Case Summary: A 55-year-old woman who underwent brain surgery three years ago due to head trauma caused by a traffic accident, visited this clinic on September 2004 because of a 5-month history of worsening visual acuity. Her best corrected visual acuity was 12/20 right, 16/20 left. To figure out if there were any visual field defects or diplopia, a Goldmann visual field test was done. The result of the examination was right superior homonymous quadrantanopia, which could be explained by a left temporal and occipital lobe lesion. On a brain magnetic resonance imaging (MRI), the bilateral temporal lobes and occipital lobes presented encephalomalacic changes, assumed to be sequela of the previous traumatic contusion in 2001. The patient re-visited the clinic in 2013 for decreased visual acuity. We executed a visual field 24-2 Threshold Test to figure out the progression of the visual field defect. The result was bilateral homonymous superior quadrantanopia. On a brain MRI, multifocal encephalomalacic lesions at bilateral temporal and occipital lobes were observed. It was presumed to be an advanced invasion of encephalomalacic change.

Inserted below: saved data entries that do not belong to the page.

Issue #5006, opened 2021-11-16
UI - LDAP editor tree not being properly updated


mreynolds389:
**Issue Description**

The LDAP editor, while still under construction, has some odd behavior when updating the tree view verses the table view.  Tree updates were not applied to the treeview, and changes to the table view were not reflected in the treeview.

mreynolds389:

Conclusion: Traumatic brain contusions show variable clinical signs and visual field defects. A bilateral homonymous visual field defect is rarely seen. It is important to not forget that contralateral quatrantanopia could occur bilaterally due to brain lesions on both hemispheres and ophthalmologists need to pay more attention when diagnosing patients with atypical visual field defects.